EXERCISE INSTRUCTIONS – For the records below, print every one exactly, with nothing dropped.

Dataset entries
PR #342, opened 2021-12-23
NavSat (GPS) map plugin

chapulina:
# 🎉 New feature

* Part of https://github.com/ignitionrobotics/ign-sensors/issues/23
* Requires https://github.com/ignitionrobotics/ign-msgs/pull/206
* Required by https://github.com/ignitionrobotics/ign-gazebo/pull/1248

## Summary

Ported @Sarath18 's GPS plugin from `ign-rviz` to `ign-gui`, see

* https://github.com/ignitionrobotics/ign-rviz/pull/66
* https://github.com/ignitionrobotics/ign-rviz/issues/65

I had to make a few changes to the QML for it to work for me on Bionic:

* I couldn't get the `mapbox` plugin to work, so I went with `osm`
* `supportedMapTypes` wasn't working for me so I removed it
* The unicode symbol `⌖` won't render for me when I load the GUI, mysterious... So I went with a different one for now which is not as nice: `✲`

I can think of a few different features to add, like showing multiple vehicles on the same map, marking the world origin, clicking on the map to choose the location to spawn a model... The possibilities are endless! This is just the first MVP.

## TODO

- [x] Fix warnings `[GUI] [Wrn] [Application.cc:674] [QT] file::/NavSatMap/NavSatMap.qml:97:3: QML Map: Binding loop detected for property "center"`

## Test it

It works with https://github.com/ignitionrobotics/ign-gazebo/pull/1248:

navsat_move

navsat_origin

## Checklist
- [ ] Added tests
- [x] Added example and/or tutorial - on Gazebo


src/plugins/navsat_map/NavSatMap.cc
```diff
@@ -0,0 +1,191 @@
...
+NavSatMap::~NavSatMap()
+{
+}
+
+/////////////////////////////////////////////////
+void NavSatMap::LoadConfig(const tinyxml2::XMLElement *_pluginElem)
+{
+  // Default name in case user didn't define one
+  if (this->title.empty())
+    this->title = "Message display";
```
jennuine, line 76: Should the title be `"NavSatMap display"` instead?

src/plugins/navsat_map/NavSatMap.qml
```diff
@@ -0,0 +1,167 @@
...
+
+    onClicked: {
+      centering = true
+    }
+
+    hoverEnabled: true
+
+    ToolTip.delay: Qt.styleHints.mousePressAndHoldInterval
+    ToolTip.visible: hovered
+    ToolTip.text: qsTr("Keep point on center")
```
jennuine, line 157: When I first read this before clicking, I didn't understand what this meant. How about something like, `"Reset to center"` or `"Reset point to center"`?

jennuine (commented):
LGTM, left some minor comments

> TODO: Fix warnings [GUI] [Wrn] [Application.cc:674] [QT] file::/NavSatMap/NavSatMap.qml:97:3: QML Map: Binding loop detected for property "center"

I don't get this warning on focal :thinking: Although I do get it for:
```bash
[GUI] [Wrn] [Application.cc:674] [QT] file::/Gazebo/GazeboDrawer.qml:147:3: QML Dialog: Binding loop detected for property "implicitHeight"
```

src/plugins/navsat_map/NavSatMap.qml
chapulina: Yeah I agree it's confusing. Ignition RViz [just says "Center"](https://github.com/ignitionrobotics/ign-rviz/blob/632a18ade4ece9d0602a10ae48559c8b6d8392c4/ign_rviz_plugins/res/qml/GPSDisplay.qml#L213), so I added the "Keep point on" here in an attempt to make it clearer, but I agree it's still confusing.

I think "Reset" may give the wrong impression though, because it's not a one-time thing. Maybe something like "Track point", "Track location", "Enable tracking"...?

jennuine: Ah I see, I like "Track point" or "Track position"

src/plugins/navsat_map/NavSatMap.cc
chapulina: Ah nice catch! I changed it to "Navigation satellite map": c898d07

src/plugins/navsat_map/NavSatMap.qml
chapulina: Thanks, went with "Track position": c898d07

chapulina:
> I don't get this warning on focal

I can't reproduce it anymore either :smile: 

> Although I do get it for:

Ah yeah that's a pre-existing one. We should look into this when working on OOBE soon

src/plugins/navsat_map/NavSatMap.cc
```diff
@@ -0,0 +1,191 @@
...
+    this->OnRefresh();
+}
+
+/////////////////////////////////////////////////
+void NavSatMap::ProcessMessage()
+{
+  std::lock_guard<std::recursive_mutex> lock(this->dataPtr->navSatMutex);
+
+  this->newMessage(this->dataPtr->navSatMsg.latitude_deg(),
+      this->dataPtr->navSatMsg.longitude_deg());
```
jennuine, line 114: What if `latitude/longitude_deg` is not set in the new message?

jennuine (approved):

src/plugins/navsat_map/NavSatMap.cc
chapulina: Ah that's a tough one, protobuf doesn't make a distinction between `double`s that are not set or set to zero. I think it's not unreasonable to assume that these values must be set here. 

We could determine a convention like passing NaN when the fields are unknown. I see that the ROS message specifies NaNs for a missing altitude, but not for missing lat/lon :thinking: https://github.com/ros2/common_interfaces/blob/master/sensor_msgs/msg/NavSatFix.msg

jennuine: > I think it's not unreasonable to assume that these values must be set here

:+1: Sounds good to me

osrf-triage:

SOLUTION TO THIS PROBLEM –
PR #342, opened 2021-12-23
NavSat (GPS) map plugin

chapulina:
# 🎉 New feature

* Part of https://github.com/ignitionrobotics/ign-sensors/issues/23
* Requires https://github.com/ignitionrobotics/ign-msgs/pull/206
* Required by https://github.com/ignitionrobotics/ign-gazebo/pull/1248

## Summary

Ported @Sarath18 's GPS plugin from `ign-rviz` to `ign-gui`, see

* https://github.com/ignitionrobotics/ign-rviz/pull/66
* https://github.com/ignitionrobotics/ign-rviz/issues/65

I had to make a few changes to the QML for it to work for me on Bionic:

* I couldn't get the `mapbox` plugin to work, so I went with `osm`
* `supportedMapTypes` wasn't working for me so I removed it
* The unicode symbol `⌖` won't render for me when I load the GUI, mysterious... So I went with a different one for now which is not as nice: `✲`

I can think of a few different features to add, like showing multiple vehicles on the same map, marking the world origin, clicking on the map to choose the location to spawn a model... The possibilities are endless! This is just the first MVP.

## TODO

- [x] Fix warnings `[GUI] [Wrn] [Application.cc:674] [QT] file::/NavSatMap/NavSatMap.qml:97:3: QML Map: Binding loop detected for property "center"`

## Test it

It works with https://github.com/ignitionrobotics/ign-gazebo/pull/1248:

navsat_move

navsat_origin

## Checklist
- [ ] Added tests
- [x] Added example and/or tutorial - on Gazebo


src/plugins/navsat_map/NavSatMap.cc
```diff
@@ -0,0 +1,191 @@
...
+NavSatMap::~NavSatMap()
+{
+}
+
+/////////////////////////////////////////////////
+void NavSatMap::LoadConfig(const tinyxml2::XMLElement *_pluginElem)
+{
+  // Default name in case user didn't define one
+  if (this->title.empty())
+    this->title = "Message display";
```
jennuine, line 76: Should the title be `"NavSatMap display"` instead?

src/plugins/navsat_map/NavSatMap.qml
```diff
@@ -0,0 +1,167 @@
...
+
+    onClicked: {
+      centering = true
+    }
+
+    hoverEnabled: true
+
+    ToolTip.delay: Qt.styleHints.mousePressAndHoldInterval
+    ToolTip.visible: hovered
+    ToolTip.text: qsTr("Keep point on center")
```
jennuine, line 157: When I first read this before clicking, I didn't understand what this meant. How about something like, `"Reset to center"` or `"Reset point to center"`?

jennuine (commented):
LGTM, left some minor comments

> TODO: Fix warnings [GUI] [Wrn] [Application.cc:674] [QT] file::/NavSatMap/NavSatMap.qml:97:3: QML Map: Binding loop detected for property "center"

I don't get this warning on focal :thinking: Although I do get it for:
```bash
[GUI] [Wrn] [Application.cc:674] [QT] file::/Gazebo/GazeboDrawer.qml:147:3: QML Dialog: Binding loop detected for property "implicitHeight"
```

src/plugins/navsat_map/NavSatMap.qml
chapulina: Yeah I agree it's confusing. Ignition RViz [just says "Center"](https://github.com/ignitionrobotics/ign-rviz/blob/632a18ade4ece9d0602a10ae48559c8b6d8392c4/ign_rviz_plugins/res/qml/GPSDisplay.qml#L213), so I added the "Keep point on" here in an attempt to make it clearer, but I agree it's still confusing.

I think "Reset" may give the wrong impression though, because it's not a one-time thing. Maybe something like "Track point", "Track location", "Enable tracking"...?

jennuine: Ah I see, I like "Track point" or "Track position"

src/plugins/navsat_map/NavSatMap.cc
chapulina: Ah nice catch! I changed it to "Navigation satellite map": c898d07

src/plugins/navsat_map/NavSatMap.qml
chapulina: Thanks, went with "Track position": c898d07

chapulina:
> I don't get this warning on focal

I can't reproduce it anymore either :smile: 

> Although I do get it for:

Ah yeah that's a pre-existing one. We should look into this when working on OOBE soon

src/plugins/navsat_map/NavSatMap.cc
```diff
@@ -0,0 +1,191 @@
...
+    this->OnRefresh();
+}
+
+/////////////////////////////////////////////////
+void NavSatMap::ProcessMessage()
+{
+  std::lock_guard<std::recursive_mutex> lock(this->dataPtr->navSatMutex);
+
+  this->newMessage(this->dataPtr->navSatMsg.latitude_deg(),
+      this->dataPtr->navSatMsg.longitude_deg());
```
jennuine, line 114: What if `latitude/longitude_deg` is not set in the new message?

jennuine (approved):

src/plugins/navsat_map/NavSatMap.cc
chapulina: Ah that's a tough one, protobuf doesn't make a distinction between `double`s that are not set or set to zero. I think it's not unreasonable to assume that these values must be set here. 

We could determine a convention like passing NaN when the fields are unknown. I see that the ROS message specifies NaNs for a missing altitude, but not for missing lat/lon :thinking: https://github.com/ros2/common_interfaces/blob/master/sensor_msgs/msg/NavSatFix.msg

jennuine: > I think it's not unreasonable to assume that these values must be set here

:+1: Sounds good to me

osrf-triage:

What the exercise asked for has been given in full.